Sunday, March 11, 2018

What-What?! Week of March 11th

One thing I forgot to mention about the Women Techmakers event last week was the silhouette artist, who was cutting silhouettes while you waited.  Her name is Cindi Rose, and she started cutting silhouettes when she was 16, because there was another silhouette artist at the theme park she worked at, and she thought she could do better than him.

Here's mine:

I am still massively wiped out from the last week, so that's it for now.

Sunday, March 4, 2018

What-What?! Week of March 4th

This weekend was pretty busy; I attended Google's Women Techmakers International Women's Day Summit 2018, and had a really good time.
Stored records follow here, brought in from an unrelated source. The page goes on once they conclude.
Issue #7958, opened 2017-10-23
[css-flex][spec-rec] Add test for fragmentation propogates to container


gregwhitworth:
We didn't see any tests covering this part of the spec so we should add one:

> In a column flex container, the break-before property on the first item and the break-after property on the last item are propagated to the flex container. Forced breaks on other items are applied to the item itself.

claytron5000:
relevant link: https://drafts.csswg.org/css-flexbox-1/#pagination

claytron5000:
I'm having trouble understanding what the expectation is on this specification. Specifically, the idea that the `break-after` and `break-before` properties propagate to the container. This sounds like a reverse cascade.

> In a column flex container, the break-before property on the first item and the break-after property on the last item are propagated to the flex container.

Consider the following example:

```
<div class="container">
  <div class="item"></div>
  <div class="item"></div>
  <div class="item"></div>
</div>
```
Does this mean, `.item:first-child { break-before: avoid; }` will "propagate" to the container element? So, the container will then have the property `break-before: avoid;`?

fantasai:
@claytron5000 Added some clarifications to the specs in https://github.com/w3c/csswg-drafts/issues/2614 Please let me know if you think further edits are necessary!

PR #10644, opened 2018-04-26
Add fragmentation propagation test

claytron5000:
#7958
I'm not convinced I totally understand the specification on this one.

> In a column flex container, the break-before property on the first item and the break-after property on the last item are propagated to the flex container. Forced breaks on other items are applied to the item itself. 

This fails on Chrome Canary, and I haven't seen it work in Firefox either.

### DIFF
--- a/css/css-flexbox/flexbox_fragmentation-propagation.html
+++ b/css/css-flexbox/flexbox_fragmentation-propagation.html
@@ -13,56 +13,55 @@
       height: 96px;
       border: solid black 2px;
     }
-    .container {
+    #container {
       display: flex;
       flex-direction: column;
       flex-wrap: wrap;
-      height: 300px;
+      height: 299px;
+      padding: 5px;
+      border: solid 7px #334488;
     }
-    #container-break-before .item:first-child {
-      break-before: avoid;
-    }
-    #container-break-after .item:last-child {
+    #container-break-before .item {
       break-before: always;
     }
-    #conatiner-forced-break .item:nth-child(2) {
-      break-after: page;
-    }
+
   </style>
 </head>
 <body>
-  <div id="container-break-before" class="container">
+  <div id="container-break-before">
     <div class="item">1</div>
     <div class="item">2</div>
     <div class="item">3</div>
   </div>
-  <div id="container-break-after" class="container">
-    <div class="item">1</div>
-    <div class="item">2</div>
-    <div class="item">3</div>
-  </div>
-  <div id="conatiner-forced-break" class="container">
-    <div class="item">1</div>
-    <div class="item">2</div>
-    <div class="item">3</div>
-  </div>
+
   <script src="/resources/testharness.js"></script>
   <script src="/resources/testharnessreport.js"></script>
   <script>
+    // These tests are all assuming the left to right writing mode.
     test(function() {
-      const containerStyles = getComputedStyle(document.querySelector("#container-break-before"));
-      assert_equals(containerStyles.breakBefore, 'avoid');
-    }, "Check if break-before propagated to container.")
+      const container = document.querySelector("#container-break-before");
+      const containerStyles = window.getComputedStyle(container);
+      const containerRect = container.getBoundingClientRect();
+      const firstItemRect = document.querySelector("#container-break-before .item:first-child").getBoundingClientRect();
 
-    test(function() {
-      const containerStyles = getComputedStyle(document.querySelector("#container-break-after"));
-      assert_equals(containerStyles.breakBefore, 'always');
-    }, "Check if break-after propagated to container.")
+      assert_equals(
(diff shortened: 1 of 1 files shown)


fantasai (changes requested):
OK, so this is totally wrong. :) The spec isn't saying that the computed values are passed up; it's talking about a different, abstract mechanism which is unrelated to computed values. What it's doing is making sure that a forced break-before or break-after doesn't create a break between a parent and its first/last child--breaks are only supposed to only happen between siblings, otherwise it looks weird with dangling empty bits of broken borders/padding. See https://www.w3.org/TR/css-break-3/#forced-breaks

To test this, you actually have to test layout using the reftest infrastructure. IIRC WPT doesn't have pagination reftest infrastructure, though (even though Mozilla has it), so the best you can do atm is write a test that'll check fragmentation in a multicol environment. It won't be able to test combined break types, but it can check for basic propagation. :/

(Might be worth trying to make the spec wording a bit clearer it seems, so I filed https://github.com/w3c/csswg-drafts/issues/2614 )

claytron5000:
@fantasai Thanks for the clarification, I had a feeling I was off base there.

If I'm reading this right, are you saying we're checking to make sure the first child element is not breaking to the second column(for example), or broken padding/border etc?

claytron5000:
In this version I'm testing for collapsing borders/padding on the top and left side of the container. I have to think about how to test the `break-after` situation.

gregwhitworth:
@fantasai thanks for jumping in and helping out here. Multicol was the only way I could think of to potentially test this. Here is an example of this, and this is why writing the testcases is so important for interop: http://jsbin.com/mewotuzugi/edit?html,css,output

image

Reading the spec text, Chrome/Edge are doing what I would expect them to do in the regular column fragmentation scenario. Edge supports avoiding column breaks, which makes testing the above a bit easier as you'll want the first item to break on the column: http://output.jsbin.com/feyibulefe/1

image

Based on the initial auto values and the way other fragmentation is occurring across pages, etc, I believe Edge is doing the intended behavior - please correct me if I'm wrong here @fantasai.

If this is indeed the case, then you could build a reftest that mimics this but you could also try using `getBoundingClientRects` to ensure its position and size.

fantasai:
@gregwhitworth As I mentioned on IRC, you cannot test this case by having the flex container be the first child of the multicol: a forced break there will have no effect because it's already at the top of the first column. You need to put content before the flex container to see if a break is taken between that content and the flex container.

The goal of this clause in the spec is to prevent any breaks between the start of the flex container and the first item, even if the first item requests a forced break before: that forced break gets propagated to the flex container, moving the flex item to the top of the next column by pushing the entire flex container over.

Edge is definitely getting it wrong (I'm assuming it's the black UA)--it's putting a break between the top content edge of the flex container and the top margin of the flex item, and that's not allowed.

gregwhitworth:
@fantasai thank you so much for the clarification.

@claytron5000 Based on the above, do you feel like you have enough info to give a test a go? If not - I can tackle it when I get a chance. Let me know.

claytron5000:
> The goal of this clause in the spec is to prevent any breaks between the start of the flex container and the first item, even if the first item [*in the flex container] requests a forced break before: that forced break gets propagated to the flex container, moving the flex item to the top of the next column by pushing the entire flex container over.

I'm starting to understand what's going on. I added one clarifying phrase above in brackets.

In this example I've added a "firsty" element that in Firefox bumps the entire container into the second column (unexpected/unwanted behavior), but in Chrome, does not bump it over. (I don't have Edge on this computer).
https://codepen.io/claytron5000/pen/BxQddb?editors=1100

FireFox:
image
Chrome:
image

Note: There seems to be a secondary behavior irregularity illustrated in @gregwhitworth 's bins that is independent(though maybe technically related) of this issue where Firefox doesn't push the `break-after` items to the second column.

gregwhitworth:
I don't think that we can trust what Firefox is doing here as they don't seem to ever actually fragment a column direction flex container (but I do agree with your premise). Here is a side-by-side of Chrome & Edge in your test (make sure to remove `break-before: column` as Edge supports this and will incorrectly "pass" your test, but in this screenshot it is removed):

image

Based on my reading of the spec and @fantasai clarification, I think that Firefox's end result is what is expected, but based on the general case I think they're doing that solely because the entirety of the flex container doesn't fit so they move it over. So I think it should look like this (according to the spec - this is using block layout [not flex] and can be the basis for the ref tests):

image

Here is the codepen of that: https://codepen.io/gregwhitworth/pen/MGbrpa

fantasai:
Also, and this is totally not required if you don't wanna, but, can we use somewhat less garish colors for the testcase? :) I tend to use orange/blue/aqua for things that are important to pay attention to in the testcase and silver/gray/black for incidentals. ^_^

PR #10645, opened 2018-04-26
 Update webidl2.js to v10.2.1

csnardi:
This was created by:

```
git revert 280005efe04503f14891d73c6ceab1077a59a735
git subtree pull --prefix=resources/webidl2 https://github.com/w3c/webidl2.js.git v10.2.1 --squash
```

and then making the merge commit have a reasonable commit message. @gsnedders does this look right?

Main motivation for this update is pulling in https://github.com/w3c/webidl2.js/pull/139, which has the potential to result in performance improvements for IDL tests.

Note that 280005efe04503f14891d73c6ceab1077a59a735 was reverted as upstream changes in https://github.com/w3c/webidl2.js/pull/139 should have made effectively the same change (and created a merge conflict); the fix was reported to work in Servo.

This **should not be merged** as of yet -- I think I did this right per https://github.com/w3c/web-platform-tests/pull/8063#issuecomment-341887244, but I need someone to sanity check me first so it doesn't mess anything up. This also cannot be squashed & rebased, it needs a pure merge.

---
This change is [Reviewable](https://reviewable.io/reviews/w3c/web-platform-tests/10645)


csnardi:
I believe the other failures in `resources_unittest` might be preexisting, they all seem to have to do with promise tests.

csnardi:
No tests seem to have been run on Firefox/Chrome, I can put up a test CL on Chromium in the morning to see if this would break anything.

csnardi:
Running this on Chromium CI shows 1 regression in css-typed-om/interfaces.html (https://test-results.appspot.com/data/layout_results/linux_chromium_rel_ng/79219/layout-test-results/results.html):

```
FAIL Testing Symbol.iterator property of iterable interface CSSUnparsedValue assert_equals: @@iterator function does not have the right name expected "entries" but got "values"
FAIL Testing pair iterable interface CSSUnparsedValue assert_equals: entries method is not the same as @@iterator expected function "function entries() { [native code] }" but got function "function values() { [native code] }"
```

with that repeated twice more for other properties. Not sure if this was expected or not.

gsnedders:
@csnardi this LGTM now (and with #10661 merged in it passes resources/test); do you want to do another CL run before landing or just trust that the latest fixup did fix the sole regression?

csnardi:
@gsnedders I tested locally and I got the same results with the latest fixup as I did with https://w3c-test.org/css/css-typed-om/interfaces.html. So, I think this might be ready for merging?

I did realize that the CL didn't test with the newest version of idlharness.js (the last time Chrome pulled in a new version was ~8 weeks ago), so I could test with that or we could just merge this in and assume it should work.

csnardi:
Actually, nevermind, strike my last paragraph. I think we should be good then.

csnardi:
@nox @jdm This shouldn't break idlharness for Servo, but making you aware of this in case it actually does.

nox:
Thanks for the heads up!

PR #10665, opened 2018-04-26
Increase taskcluster test chunks and timeouts.

jgraham:
Tests seem to be a little slower than in mozilla-central so increase the number of chunks
from 6->10 for reftests and 10->15 for testharness tests. Also make the task timeout 2 hours
rather than 1.5.

---
This change is [Reviewable](https://reviewable.io/reviews/w3c/web-platform-tests/10665)


Hexcles (approved):
LGTM

PR #10679, opened 2018-04-27
HTML: document.open() and quirks mode

annevk:


foolip:
w3c-test:mirror

zcorpan (approved):

html/webappapis/dynamic-markup-insertion/opening-the-input-stream/quirks.window.js
```diff
@@ -0,0 +1,69 @@
...
+  assert_equals(frame.contentDocument.compatMode, "CSS1Compat");
+  frame.contentDocument.write("<!doctype html");
+  assert_equals(frame.contentDocument.compatMode, "CSS1Compat");
+  frame.contentDocument.write(">");
+  assert_equals(frame.contentDocument.compatMode, "CSS1Compat");
+  frame.contentDocument.close();
+  assert_equals(frame.contentDocument.compatMode, "CSS1Compat");
+}, "document.open() and quirks mode (iframe, new doctype)");
+
+// Test derived from quirks/blocks-ignore-line-height.html.
```
foolip: There's enough here to figure out that the test isn't really about the layout size of those divs, but can you spell out that this is all because there's no way to directly test if one is in limited quirks mode, and that this test is only valid on the assumption that the one linked here passes?

foolip (approved):
LGTM % comment

zcorpan (approved):
LGTM % foolip's comment

html/webappapis/dynamic-markup-insertion/opening-the-input-stream/quirks.window.js
TimothyGu: Done.

domenic (approved):

PR #10680, opened 2018-04-27
HTML: document.open() and mutation events

annevk:
See https://github.com/whatwg/html/pull/3598.


domenic (commented):
Giving the unreached_funcs names would help a lot here. Firefox says "reaches unreachable code" on http://w3c-test.org/submissions/10680/html/dom/dynamic-markup-insertion/opening-the-input-stream/mutation-events.window.html

Edge and Chrome pass at least.

annevk:
Interesting, it does not for me. Are you using Nightly?

domenic (approved):
No, stable. Confirmed nightly passes. I still think adding descriptions to the unreached_funcs is good, but let me flip this to approved.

One of the main themes of the summit was mentorship; there was a lot of discussion on becoming a mentor, mentoring others, how to find a mentor, and so on.

The keynote speaker was really interesting; Ewa Dominowska is the director of machine intelligence at Google, and talked about her experiences growing up in Poland, misadventures in England, and her family (her dad was a rally driver; how cool is that?!).

There was also a panel with a pretty diverse group of women; Dr. Linda Boyle Ng (professor), Sharon Chiarella (Amazon VP), Rebecca Lovell (Acting Director of Economic Development for the city of Seattle), Trish Millines-Dziko (founder and Executive Director, Technology Access Foundation), and Susie Vowinkel (Director of Global Partnerships, Google).  One of my biggest problems when discussing women's issues in the tech industry is that there tends to be very little nuance; in my opinion this only serves to alienate people, devaluing their own experiences and dismissing their own struggles... Ultimately, making the chasms bigger.  Happily, there was a surprising amount of nuance in the discussion.  I thought Trish Millines-Dziko had the most realistic attitude of the world as it is now.  She was the only one that discussed the consequences that "making it" in the corporate world has on the rest of your life, and "opting out" of it all; making the choice to do something else with your life other than rise up in the corporate world.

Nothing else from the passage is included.